Утром он встал с тяжелой головой и охотно согласился проводить Симона после завтрака по дороге в Тауберцель, куда тот шел повидаться с братом, приходским священником. Был ясный солнечный день, снег скрипел под ногами, и лесок, через который пролегал их путь, сверкал на солнце, словно посеребренный. На свежем воздухе у Ганса немного отлегло от сердца. Вернувшись к Нейферам, он застал Кэте с детьми; взрослые ушли в церковь. В большой горнице было прибрано, глиняный пол чисто выметен и посыпан песком. Девочка играла под столом с безголовой куклой; ее маленький братишка, издавая воинственные клики, скакал на своей строптивой деревянной лошадке. Кэте сидела на скамье у окна, сложа руки и скрестив ноги. Она по-прежнему принарядилась, волосы ее были заплетены в косы и перевязаны красной лентой; из темного корсажа выглядывал край белоснежной рубашки из грубого холста. Короткие рукава оставляли открытыми полные округлые руки. Пристально посмотрев на Ганса, она с довольным смехом потянула его за руку и усадила рядом с собой. Его бледные щеки порозовели от ходьбы.
— Вот теперь у тебя совсем другой вид. Остался бы здесь на недельку, так вовсе бы поправился.
Юноша отвечал, что об этом нечего и думать. В понедельник утром он должен быть в мастерской. Работы у него по горло. Она скорчила недовольную мину:
— Непременно?
Он отвечал утвердительно, и она, подавив вздох, сказала:
— Понятно, твой хозяин не может без тебя обойтись. Каспар говорил мне, что ты большой мастер своего дела и недавно смастерил золотой девичий венец необыкновенной красоты, какого он в жизни не видывал. Для кого это?
Улыбка, с которой он выслушивал похвалу, исчезла с его лица.
— Для кого?
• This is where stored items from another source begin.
PR #187, opened 2023-01-27
add the support for using PSACT on RKE2/K3S clusters

jiaqiluo:
Issue: https://github.com/rancher/rancher/issues/39994

This PR adds support for using PSACT on RKE2/K3S clusters.
Mainly it does the following two things when  creating/updating/deleting an RKE2/K3S cluster:
- create/update/delete a Secret which holds the generated admission configuration file from the PSACT for the target cluster 
- update/remove the following fields  from the cluster's Spec: 
	- a MachineSelectorFiles entry that mounts the admission configuration file to the control plane node 
	- the extra arg for kube-apisever to use the admission configuration file

Testing:
This PR is tested locally to confirm it is working as expected.


pkg/resources/mutation/cluster/provisioningcluster.go
```diff
@@ -2,44 +2,89 @@ package cluster
...
 	"github.com/rancher/webhook/pkg/admission"
+	"github.com/rancher/webhook/pkg/auth"
+	"github.com/rancher/webhook/pkg/clients"
+	v3 "github.com/rancher/webhook/pkg/generated/controllers/management.cattle.io/v3"
 	objectsv1 "github.com/rancher/webhook/pkg/generated/objects/provisioning.cattle.io/v1"
-	"github.com/rancher/webhook/pkg/resources/mutation"
+	"github.com/rancher/webhook/pkg/patch"
+	psa "github.com/rancher/webhook/pkg/podsecurityadmission"
+	"github.com/rancher/wrangler/pkg/data/convert"
+	v1controller "github.com/rancher/wrangler/pkg/generated/controllers/core/v1"
```
jakefhyde, line 19:
```suggestion
	corecontrollers "github.com/rancher/wrangler/pkg/generated/controllers/core/v1"
```

pkg/resources/mutation/cluster/provisioningcluster.go
```diff
@@ -2,44 +2,89 @@ package cluster
...
+	metav1 "k8s.io/apimachinery/pkg/apis/meta/v1"
 	"k8s.io/apimachinery/pkg/runtime/schema"
 	"k8s.io/utils/trace"
 )
 
+const (
+	KubeAPIAdmissionConfigOption = "admission-control-config-file"
+	ControlPlaneRoleLabel        = "rke.cattle.io/control-plane-role"
+	SecretAnnotation             = "rke.cattle.io/object-authorized-for-clusters"
+	SecretNamespace              = "fleet-default"
```
jakefhyde, line 35: I don't think the concept of a dedicated secret namespace is applicable here: The secret namespace should be equivalent to the namespace of the associated provisioning cluster. This is currently `"fleet-default"` in practice, but there is active work being done to change this.

jakefhyde (changes requested):
I'm still reviewing the overall logic, but I'll send my review in prematurely to give some time to address some of the comments.

pkg/resources/mutation/cluster/provisioningcluster.go
```diff
@@ -53,10 +98,258 @@ func (m *Mutator) Admit(request *admission.Request) (*admissionv1.AdmissionRespo
...
+	}
+	return map[string]string{}
+}
+
+func toMap(input interface{}) map[string]string {
+	args := map[string]string{}
+	parsed := convert.ToInterfaceSlice(input)
+	if parsed != nil {
+		for _, arg := range parsed {
+			pair := strings.Split(convert.ToString(arg), "=")
```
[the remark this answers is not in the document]
jiaqiluo: @jakefhyde  Can you explain why strings.Cut is a better choice here?  
One possible reason I can think of is for the case of "foo=bar=baz", strings.Cut makes sure we can get the "bar=baz" part. But I doubt if it is a valid example, as least I do not see any option that allows the value contains "=" for kube-api-server.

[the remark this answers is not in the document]
jakefhyde: `Strings.Cut` is a good choice when you are trying to get the left and right sides of a string delimited by the first instance of a token, especially when there may be other instances of the token on the right.

I think restricting this to only strings with a single `"="` is probably too optimistic about the arguments we have to support, as even if we don't support any flags like that, I don't think we can guarantee that a `"="` anywhere in the flag is always invalid.

These are the possible flags I have identified as being potentially broken with the existing logic (from https://kubernetes.io/docs/reference/command-line-tools-reference/kube-apiserver/, I'm not sure if these are all applicable).

```
--allow-metric-labels (Example: metric1,label1='v1,v2,v3', metric1,label2='v1,v2,v3' metric2,label1='v1,v2,v3'
--feature-gates <comma-separated 'key=True|False' pairs>
--oidc-required-claim <comma-separated 'key=value' pairs>
--runtime-config <comma-separated 'key=value' pairs>
--strict-transport-security-directives strings (Example: 'max-age=31536000,includeSubDomains,preload')
--vmodule pattern=N,... (comma-separated list of pattern=N settings for file-filtered logging (only works for text log format)
```

pkg/resources/mutation/cluster/provisioningcluster.go
```diff
@@ -53,10 +98,258 @@ func (m *Mutator) Admit(request *admission.Request) (*admissionv1.AdmissionRespo
...
+		Type:       corev1.SecretTypeOpaque,
+	}
+
+	if annotations != nil {
+		secret.Annotations = annotations
+	}
+	if existing == nil {
+		return m.secret.Create(secret)
+	}
+	if !reflect.DeepEqual(existing.StringData, secret.StringData) {
```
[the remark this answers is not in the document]
jiaqiluo: > StringData is a write-only field, so this comparison needs to be updated, as it will always be false if data != nil or {}. 

Based on my test, this is not true. Because we set the  `StringData` field when creating the Secret, it is accessible in the returned Secret object and can be used to compare. For testing purposes, I add a printing in the if clause and only see the message in the log when the StringData is changed (by changing the defaultPSACT assigned to the cluster).

pkg/resources/mutation/cluster/provisioningcluster.go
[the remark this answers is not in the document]
jiaqiluo: This is a good point!
I have updated the code.

pkg/resources/mutation/cluster/provisioningcluster.go
jiaqiluo: fixed.

pkg/resources/mutation/cluster/provisioningcluster.go
jiaqiluo: Good point! 
I updated the code to get the namespace from the cluster object to create the secret in the same namespace as the cluster. Currently, its value is fleet-default.

pkg/resources/mutation/cluster/provisioningcluster.go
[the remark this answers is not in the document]
jakefhyde: I don't think that logic holds true if the webhook restarts. Additionally, StringData is probably only populated for the secret until it is updated somewhere else. Can you verify this is working as intended after a restart?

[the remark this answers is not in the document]
jiaqiluo: Here is what I found:  
Suppose others update the Secret outside of rancher-webhook, for example, by adding an annotation. In that case, the field `StringData` will be reset to its default empty value, later on, when rancher-webhook compares the existing one with the new one, it will detect the change and update the Secret even though the value is unchanged. 

Based on the above finding and your advice, I changed to logic to update and compare the `Data` field in the Secret.

pkg/resources/validation/cluster/provisioningcluster.go
```diff
@@ -164,6 +178,93 @@ func (p *ProvisioningClusterValidator) validateClusterName(request *admission.Re
...
+
+	name := fmt.Sprintf(mutator.SecretName, cluster.Name)
+	mountPath := fmt.Sprintf(mutator.MountPath, mutator.GetRuntime(cluster.Spec.KubernetesVersion))
+	templateName := cluster.Spec.DefaultPodSecurityAdmissionConfigurationTemplateName
+
+	switch request.Operation {
+	case admissionv1.Delete:
+		_, err := p.secretCache.Get(cluster.Namespace, name)
+		if err == nil {
+			return fmt.Errorf("[provsioning cluster validator] the secret %s still exisit in the cluster", name)
```
jakefhyde, line 195:
```suggestion
			return fmt.Errorf("[provsioning cluster validator] the secret %s still exists in the cluster", name)
```

jiaqiluo: fixed.

pkg/resources/mutation/cluster/provisioningcluster.go
```diff
@@ -2,44 +2,88 @@ package cluster
...
 	"k8s.io/apimachinery/pkg/runtime/schema"
 	"k8s.io/utils/trace"
 )
 
+const (
+	KubeAPIAdmissionConfigOption = "admission-control-config-file"
+	ControlPlaneRoleLabel        = "rke.cattle.io/control-plane-role"
+	SecretAnnotation             = "rke.cattle.io/object-authorized-for-clusters"
+	SecretName                   = "%s-admission-configuration-psact"
+	Secretkey                    = "admission-config-psact"
```
jakefhyde, line 36:
```suggestion
	SecretKey                    = "admission-config-psact"
```

jakefhyde (changes requested):
Just a few nits, rest of the logic looks sound.

pkg/resources/validation/cluster/provisioningcluster.go
```diff
@@ -164,6 +178,93 @@ func (p *ProvisioningClusterValidator) validateClusterName(request *admission.Re
...
+		}
+	case admissionv1.Create, admissionv1.Update:
+		if cluster.DeletionTimestamp != nil {
+			return nil
+		}
+		if templateName == "" {
+			// validate that the secret does not exist
+			_, err := p.secretCache.Get(cluster.Namespace, name)
+			if err == nil {
+				return fmt.Errorf("[provsioning cluster validator] the secret %s still exisit in the cluster", name)
```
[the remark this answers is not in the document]
jiaqiluo: fixed

pkg/resources/mutation/cluster/provisioningcluster.go
jiaqiluo: fixed

pkg/resources/validation/cluster/provisioningcluster.go
```diff
@@ -164,6 +178,93 @@ func (p *ProvisioningClusterValidator) validateClusterName(request *admission.Re
...
+
+	name := fmt.Sprintf(mutator.SecretName, cluster.Name)
+	mountPath := fmt.Sprintf(mutator.MountPath, mutator.GetRuntime(cluster.Spec.KubernetesVersion))
+	templateName := cluster.Spec.DefaultPodSecurityAdmissionConfigurationTemplateName
+
+	switch request.Operation {
+	case admissionv1.Delete:
+		_, err := p.secretCache.Get(cluster.Namespace, name)
+		if err == nil {
+			return fmt.Errorf("[provsioning cluster validator] the secret %s still exisits in the cluster", name)
```
jakefhyde, line 195:
```suggestion
			return fmt.Errorf("[provsioning cluster validator] the secret %s still exists in the cluster", name)
```

jakefhyde (approved):
1 Nit, I'll approve though so if nothing else changes just assume you have my approval

pkg/resources/mutation/cluster/provisioningcluster.go
```diff
@@ -53,10 +97,258 @@ func (m *Mutator) Admit(request *admission.Request) (*admissionv1.AdmissionRespo
...
+	}
+
+	secretName := fmt.Sprintf(SecretName, cluster.Name)
+	mountPath := fmt.Sprintf(MountPath, GetRuntime(cluster.Spec.KubernetesVersion))
+	templateName := cluster.Spec.DefaultPodSecurityAdmissionConfigurationTemplateName
+
+	switch request.Operation {
+	case admissionv1.Delete:
+		err := m.secret.Delete(cluster.Namespace, secretName, &metav1.DeleteOptions{})
+		if err != nil && !apierrors.IsNotFound(err) {
```
annablender, line 149: What if the error is not nil but it's also not an `IsNotFound` API error? Couldn't the mutator fail to delete an existing secret? If so, I'd suggest updating this to the error handling pattern on line 171

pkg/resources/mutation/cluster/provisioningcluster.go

Для дочери Нейрейтера, — произнес он с притворно равнодушным видом.
— А! — невольно вырвалось у Кэте, и она покраснела. — Он пойдет к ее черным волосам, — прибавила она.
— Еще бы! — подхватил он с таким жаром, что Кэте только раскрыла глаза.
— А разве ты его видел на ней?
Чтоб удовлетворить ее любопытство, Ганс не без внутренней борьбы принялся рассказывать.
— Видишь ли, в награду за такой венец мастер позволил мне самому отнести его к бургомистру на дом. Когда я пришел, в горнице были фрау фон Муслор с дочерью, Нейрейтерша и еще несколько молодых девиц.
— И она говорила с тобой? — взволнованно перебила его Кэте.
— Ни слова не вымолвила! — ответил, покачав головой, Ганс. — Она надела венец, стала вертеться перед зеркалом и так и эдак, и все закричали хором, что она прелесть как хороша. И то была святая истина. Но она скорчила гримасу и сказала: «Эх, была бы то княжеская корона!»